Public Member Functions

 BuskeAdhesiveForce ()
double GetAdhesionEnergyParameter ()
void SetAdhesionEnergyParameter (double adhesionEnergyParameter)
c_vector< double, DIM > CalculateForceBetweenNodes (unsigned nodeAGlobalIndex, unsigned nodeBGlobalIndex, AbstractCellPopulation< DIM > &rCellPopulation)
double GetMagnitudeOfForce (double distanceBetweenNodes, double radiusOfCellOne, double radiusOfCellTwo)
virtual void OutputForceParameters (out_stream &rParamsFile)

Private Member Functions

template<class Archive >
void serialize (Archive &archive, const unsigned int version)

Private Attributes

double mAdhesionEnergyParameter

Friends

class TestForcesNotForRelease
class boost::serialization::access

Detailed Description

template<unsigned DIM>
class BuskeAdhesiveForce< DIM >

A force law employed by Buske et al (2011) in their overlapping spheres model of the intestinal crypt (doi:10.1371/journal.pcbi.1001045).

Length is scaled by natural length.

Todo:
does this mean natural radius of a cell? If so at what age? (#1764) Time is in hours.

Definition at line 45 of file BuskeAdhesiveForce.hpp.


Constructor & Destructor Documentation

template<unsigned DIM>
BuskeAdhesiveForce< DIM >::BuskeAdhesiveForce (  )  [inline]

Constructor.

Definition at line 32 of file BuskeAdhesiveForce.cpp.

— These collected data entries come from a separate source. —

PR #5287, opened 2024-03-19
Drop the `service` table

### LINKED ISSUE #4947: retire "services" table

jgallagher:
I still need to test this on madrid and I do _not_ want to merge it before we cut the next release, but I believe this is ready for review.

Related changes / fallout also included in this PR:

* `omdb db services ...` subcommands are all gone. I believe this functionality is covered by `omdb`'s inspection of blueprints instead.
* I removed the `SledResourceKind::{Dataset,Service,Reserved}` variants that were unused. This isn't required, strictly speaking, but `SledResourceKind::Service` was intended to reference the `service` table, so I thought it was clearer to drop these for now (we can add them back when we get to the point of using them).

There are two major pieces of functionality that now _require_ systems to have a current target blueprint set:

* `DataStore::nexus_external_addresses()` now takes an explicit `Blueprint` instead of an `Option<Blueprint>`. Its callers (silo creation and reconfigurator DNS updates) fail if they cannot read the current target blueprint.
* `DataStore::vpc_resolve_to_sleds()` now _implicitly_ requires a target blueprint to be set, if and only if the VPC being queried involves control plane services. (In practice today, that means the VPC ID is exactly `SERVICES_VPC_ID`, although in the future we could have multiple service-related VPCs.) I didn't want to make this method take an explicit blueprint, because I think its most frequent callers are specifying instance VPCs, which do not need to access the blueprint.

These two together mean that deploying this change to a system without a target blueprint will result in (a) the inability to create silos or update external DNS via reconfigurator and (b) services (including Nexus) will not get the OPTE firewall rules they need to allow incoming traffic. All newly-deployed systems have a (disabled) blueprint set as of #5244, but we'll need to perform the necessary support operation to bring already-deployed systems in line.

Closes #4947.


schema/crdb/dbinit.sql
```diff
@@ -164,38 +164,32 @@ CREATE UNIQUE INDEX IF NOT EXISTS lookup_sled_by_rack ON omicron.public.sled (
...
-    -- omicron.public.service
-    'service',
     -- omicron.public.instance
-    'instance',
-    -- omicron.public.sled
-    --
-    -- reserved as an approximation of sled internal usage, such as "by the OS
-    -- and all unaccounted services".
-    'reserved'
+    'instance'
```
smklein, line 168: This makes sense, and the schema changes you have for it seem good to me.

schema/crdb/46.0.0/up2.sql
```diff
@@ -0,0 +1,17 @@
+-- Ensure there are no `sled_resource` rows with a `kind` other than 'instance'
+
+-- This is a full table scan, but the sled_resource table does not track
+-- historical, deleted resources, so is at most the size of the number of
+-- currently-running instances (which should be zero during a schema update).
+SET
+  LOCAL disallow_full_table_scans = OFF;
```
smklein, line 7: Should this be the first part of the schema change, before dropping the service table?

smklein (approved):
Looks great, happy to see this much code removed

nexus/db-queries/src/db/datastore/vpc.rs
```diff
@@ -1684,9 +1648,9 @@ mod tests {
             .await
             .expect("failed to insert blueprint");
 
-        // We haven't set a blueprint target yet, so we should still only see
-        // the two RSS-inserted service-running sleds.
-        assert_eq!(&harness.sled_ids[..2], fetch_service_sled_ids().await);
+        // We haven't set a blueprint target yet, so we should still fail to see
+        // any services on sleds.
+        assert_eq!(&[] as &[Uuid], fetch_service_sled_ids().await);
```
sunshowers, line 1653: Could you turn this into an `assert_service_sled_ids(expected: &[Uuid])`?

schema/crdb/46.0.0/up2.sql
jgallagher: Yes, yes it should. Alternatively, we could drop it entirely:

* I checked dogfood and Augustus checked colo to confirm all `sled_resource`s are `instance`.
* Removing the enum variants on the Rust side had no followon effects (i.e., we were never creating them in real code or tests)

so it's probably overly cautious to include?

schema/crdb/46.0.0/up3.sql
```diff
@@ -0,0 +1,3 @@
+-- We are dropping `kind` so that we can drop the `sled_resource` kind; we'll
+-- then recreate it (with some variants removed) and add this column back.
+ALTER TABLE omicron.public.sled_resource DROP COLUMN IF EXISTS kind;
```
sunshowers, line 3: Hmm, I think this needs to be in its own schema version (e.g. 46.0.1).

If `up3.sql` happens, then the migration fails, we'll attempt to repeat `up2.sql` -- which will fail forever.

schema/crdb/46.0.0/up5.sql
```diff
@@ -0,0 +1,3 @@
+CREATE TYPE IF NOT EXISTS omicron.public.sled_resource_kind AS ENUM (
+    'instance'
+);
```
sunshowers, line 3: I think this also needs to be its own schema version (46.0.2).

sunshowers (changes requested):
requesting changes only for the schema stuff

sunshowers:
We discussed this in `#oxide-update`, and we're going to change it so that we'll update the internal DB tracking of schema versions after each individual _file_ gets applied, not just after each _directory_. So folks in the future won't have to try and reason about idempotency across multiple files. (They will still have to think about idempotency for each individual file, but hopefully that will be much easier to reason about.)

schema/crdb/46.0.0/up2.sql
jgallagher: Swapped up1 and up2 in dc18f5758

nexus/db-queries/src/db/datastore/vpc.rs
jgallagher: Done in 7de458e49; that is much nicer - thanks!

jgallagher:
This is caught up with `main` which now includes #5293, so I believe it's okay to leave all these migrations in one major version / directory now.

nexus/src/app/silo.rs
```diff
@@ -100,7 +100,14 @@ impl super::Nexus {
             .blueprint_target_get_current_full(opctx)
             .await
             .internal_context("loading target blueprint")?;
-        let target = target_blueprint.as_ref().map(|(_, blueprint)| blueprint);
+        let target = target_blueprint
```
davepacheco, line 103: Maybe we want to have `blueprint_target_get_current_full()` return this 500 itself now that we expect all systems to have a target blueprint.

schema/crdb/drop-service-table/up7.sql
```diff
@@ -0,0 +1,3 @@
+SET
+  LOCAL disallow_full_table_scans = OFF;
+UPDATE omicron.public.sled_resource SET kind = 'instance';
```
davepacheco, line 3: Is this worse than having up6.sql add a `NOT NULL` and `DEFAULT` value and then removing the default here?  I would expect the approach here rewrites the `sled_resource` table, whereas setting a default and then removing it wouldn't.

davepacheco (approved):
Great!

In #4947 I wrote:

> Given that, I think we can just drop the services table altogether. There is only one thing that uses it as far as I know, and that's DNS propagation.

Boy did that turn out to be wrong.  Sorry!

sunshowers (approved):
Awesome!

nexus/src/app/silo.rs
jgallagher: This had more knock-on effects than I expected, but I think basically all positive: [78f9429](https://github.com/oxidecomputer/omicron/pull/5287/commits/78f942908af8d9535483f3e75466c24944a19de1)

schema/crdb/drop-service-table/up7.sql
jgallagher: ... yes, yes it is. Changed in [88aaf03](https://github.com/oxidecomputer/omicron/pull/5287/commits/88aaf03571656ed0020322a4bc7970a9a4f91d25)

dev-tools/omdb/tests/successes.out
```diff
@@ -71,45 +71,6 @@ loading inventory collections ... done.
 loading blueprints ... done.
 wrote <REDACTED>
 =============================================
-EXECUTING COMMAND: omdb ["db", "services", "list-instances"]
```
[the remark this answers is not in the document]
jgallagher: I think this is covered by our `blueprint.display()` output. I added a test for `nexus blueprint show <ID>` in [fcf547a](https://github.com/oxidecomputer/omicron/pull/5287/commits/fcf547adbacf1a644df5cab4ed478a5a28f243a7), then realized we were still using debug instead of `.display()` so tweaked that in [3fd0288](https://github.com/oxidecomputer/omicron/pull/5287/commits/3fd02881ba2fb47e4ebb804dc3cf8bda5fd03922).

PR #351, opened 2024-12-11
Expand template changes for Italian Wiktionary

xxyzz:
Minor changes for it edition's section title templates, shouldn't affect en code.


kristian-clausal (approved):
If this is what's needed for Italian wiktionary to work... But it hurts. More kludges..!

xxyzz:
Um, I think the changes are not really ugly kludge, it's alright...

Issue #352, opened 2024-12-17
Parsing typoed `={-hr-}==` has weird behavior


kristian-clausal:
Example taken from Greek Wiktionary article peta, where we have the (typoed) code

```
=={{-id-}}==

==={{ουσιαστικό|id}}===
{{τ|id|{{PAGENAME}}}}
* [[χάρτης]]

===={{συνώνυμα}}====
* [[map]]


----

={{-hr-}}==

==={{ουσιαστικό|hr}}===
{{τ|hr|{{PAGENAME}}}} {{θ}}
* [[φτέρνα]]


----

=={{-sl-}}==
...
```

Member Function Documentation

template<unsigned DIM>
c_vector< double, DIM > BuskeAdhesiveForce< DIM >::CalculateForceBetweenNodes ( unsigned  nodeAGlobalIndex,
unsigned  nodeBGlobalIndex,
AbstractCellPopulation< DIM > &  rCellPopulation 
) [inline, virtual]

Calculate the force between two nodes.

Note that this assumes they are connected and is called by rCalculateVelocitiesOfEachNode()

Parameters:
nodeAGlobalIndex index of one neighbouring node
nodeBGlobalIndex index of the other neighbouring node
rCellPopulation the cell population

Implements AbstractTwoBodyInteractionForce< DIM >.

Definition at line 51 of file BuskeAdhesiveForce.cpp.

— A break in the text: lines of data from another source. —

PR #356, opened 2025-01-06
Update Thai Wiktionary namespace file

xxyzz:
created with tools/get_namespaces.py and some manual translations


xxyzz:
Eh, the new mediawiki_langcodes release has some more data...

PR #361, opened 2025-01-28
Do not split pagenames with slashes in `Main:`

kristian-clausal:
Wiktextract issue https://github.com/tatuylonen/wiktextract/issues/1009

Pagename data passed into templates or modules was split on slashes, so you'd get output like `Bing`
and `Bed` instead of `A/Bing` and `A/Bed`.

We had some copied code from Scribunto handling
slashes in titles, but it didn't do a check for
whether slashes should be considered 'subpages',
like Module:mainmodule/submodule. `Main:` which
is our main concern, doesn't have subpages and
slashes should be considered part of the title.

I've only done a quick and dirty fix here, because we only concern ourselves with Main:, Template:
and Module:; All other should hopefully have
subpages (default assumption except for Main:)
or not have slashes in their titles.

### DIFF
--- a/src/wikitextprocessor/data/en/namespaces.json
+++ b/src/wikitextprocessor/data/en/namespaces.json
@@ -2,6 +2,7 @@
   "Media": {
     "id": -2,
     "name": "Media",
+    "subpages": false,
     "content": false,
     "aliases": [],
     "issubject": true,
@@ -10,6 +11,7 @@
   "Special": {
     "id": -1,
     "name": "Special",
+    "subpages": false,
     "content": false,
     "aliases": [],
     "issubject": true,
@@ -18,6 +20,7 @@
   "Main": {
     "id": 0,
     "name": "Main",
+    "subpages": false,
     "content": true,
     "aliases": [],
     "issubject": true,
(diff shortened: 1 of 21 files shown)


kristian-clausal:
Why don't I check make test...

kristian-clausal:
Apparently Main: pages can have subpages, like [head/translations](https://en.wiktionary.org/wiki/head/translations)... So this is not correct. OR possibly that the tests are wrong and the output shouldn't striped `/translations` from the 'title'.

xxyzz:
I only updated two tests, I also test the "A/B" page and the extracted forms are correct.

src/wikitextprocessor/data/en/namespaces.json
```diff
@@ -18,6 +20,7 @@
   "Main": {
     "id": 0,
     "name": "Main",
+    "subpages": false,
```
xxyzz, line 23: Might be little confusing, I guess they consider "Template:a/doc" a subpage but not "eye/translations".

kristian-clausal:
I think we don't access translations pages by partitioning "xxx/translations", instead of do "xxx" + "/translations", so this shouldn't, hopefully break anything. Thank you for checking this!

xxyzz:
I've tested the "eye" page in en edition and the translation data in "eye/translations" page are extracted correctly. Our Python code shouldn't be affected, just hope all that Lua code also works.

PR #374, opened 2025-04-16
Tests to fail `template_parameters`

kristian-clausal:
`TemplateNode.template_parameters` has a broken return value.

If you go to the [enwiktionary sandbox]() and enter

```
{{/Please do not edit this line}}
{{emojipic|u1f384|🎄}}
{{emojipic|🎄|1=u1f384}}
{{emojipic|2=🎄|u1f384}}
```

We can see that it works correctly, but currently the `.template_parameters` implementation is wrong in this case.

We are doing maintenance here at work today and the power is cut soon so I'm committing these tests first.

### DIFF
--- a/tests/test_wikinode.py
+++ b/tests/test_wikinode.py
@@ -1,0 +1,35 @@
+# Tests for WikiText parsing
+#
+# Copyright (c) 2020-2021 Tatu Ylonen.  See file LICENSE and https://ylonen.org
+
+import unittest
+
+from wikitextprocessor import Wtp
+
+
+class WikiNodeTests(unittest.TestCase):
+    def setUp(self):
+        self.ctx = Wtp()
+
+    def tearDown(self):
+        self.ctx.close_db_conn()
+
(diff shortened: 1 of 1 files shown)


xxyzz:
`{{emojipic|🎄|1=u1f384}}` is expanded to `[[File:Emoji u1f384.svg|thumb||200px|The [[emoji]] for a: see the entry at [[{{{2}}}]].]]` on Wiktionary, notice the unexpanded `{{{2}}}`, so it's not supported by MediaWiki. I doubt anyone would write arguments in this way intentionally...

Other tests are passed and already have similar tests in `test_parser.py` with real usage like https://github.com/tatuylonen/wikitextprocessor/blob/ea19a0a7c5b481aa68246c6ccff1c86eb8f8be26/tests/test_parser.py#L2609-L2611

kristian-clausal:
Why did you close this? This is obviously incorrect in the code, and should be fixed!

References NodesOnlyMesh< SPACE_DIM >::GetCellRadius(), AbstractTwoBodyInteractionForce< DIM >::GetCutOffLength(), BuskeAdhesiveForce< DIM >::GetMagnitudeOfForce(), AbstractCellPopulation< DIM >::GetNode(), and AbstractTwoBodyInteractionForce< DIM >::mUseCutOffLength.

template<unsigned DIM>
double BuskeAdhesiveForce< DIM >::GetAdhesionEnergyParameter (  )  [inline]

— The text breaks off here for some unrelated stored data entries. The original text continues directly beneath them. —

PR #381, opened 2025-05-15
Don't close list node if new line is inside HTML tag

xxyzz:
en page "bump" in issue tatuylonen/wiktextract#1196

### DIFF
--- a/src/wikitextprocessor/parser.py
+++ b/src/wikitextprocessor/parser.py
@@ -862,6 +862,11 @@ def close_begline_lists(ctx: "Wtp") -> None:
     """Closes currently open list if at the beginning of a line."""
     if not (ctx.beginning_of_line and ctx.begline_enabled):
         return
+    # only check if the last direct parent node is HTML
+    # if list doesn't close properly, update this code
+    node = ctx.parser_stack[-1]
+    if isinstance(node, HTMLNode) and node.tag in ctx.paired_html_tags:
+        return
     while _parser_have(ctx, NodeKind.LIST):
         _parser_pop(ctx, True)
 
--- a/tests/test_parser.py
+++ b/tests/test_parser.py
@@ -3207,6 +3207,32 @@ text
         self.assertEqual(level_2.kind, NodeKind.LEVEL2)
         self.assertEqual(level_2.children[1].kind, NodeKind.LEVEL4)
 
+    def test_new_line_in_ref(self):
+        # shouldn't break ref tag and list
+        root = self.parse(
+            "bump",
+            """<div>
+# To <ref>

Get mAdhesionEnergyParameter.

Definition at line 39 of file BuskeAdhesiveForce.cpp.

References BuskeAdhesiveForce< DIM >::mAdhesionEnergyParameter.

template<unsigned DIM>
double BuskeAdhesiveForce< DIM >::GetMagnitudeOfForce ( double  distanceBetweenNodes,
double  radiusOfCellOne,
double  radiusOfCellTwo 
) [inline]

Calculate the magnitude of the force between two nodes that are a given distance apart and are associated with given cell radii.

Parameters:
distanceBetweenNodes the distance between two nodes
radiusOfCellOne radius of a cell
radiusOfCellTwo radius of a cell

Definition at line 99 of file BuskeAdhesiveForce.cpp.

References BuskeAdhesiveForce< DIM >::mAdhesionEnergyParameter.

Referenced by BuskeAdhesiveForce< DIM >::CalculateForceBetweenNodes().

template<unsigned DIM>
void BuskeAdhesiveForce< DIM >::OutputForceParameters ( out_stream &  rParamsFile  )  [inline, virtual]

Overridden OutputForceParameters() method.

Parameters:
rParamsFile the file stream to which the parameters are output

Reimplemented from AbstractTwoBodyInteractionForce< DIM >.

Definition at line 116 of file BuskeAdhesiveForce.cpp.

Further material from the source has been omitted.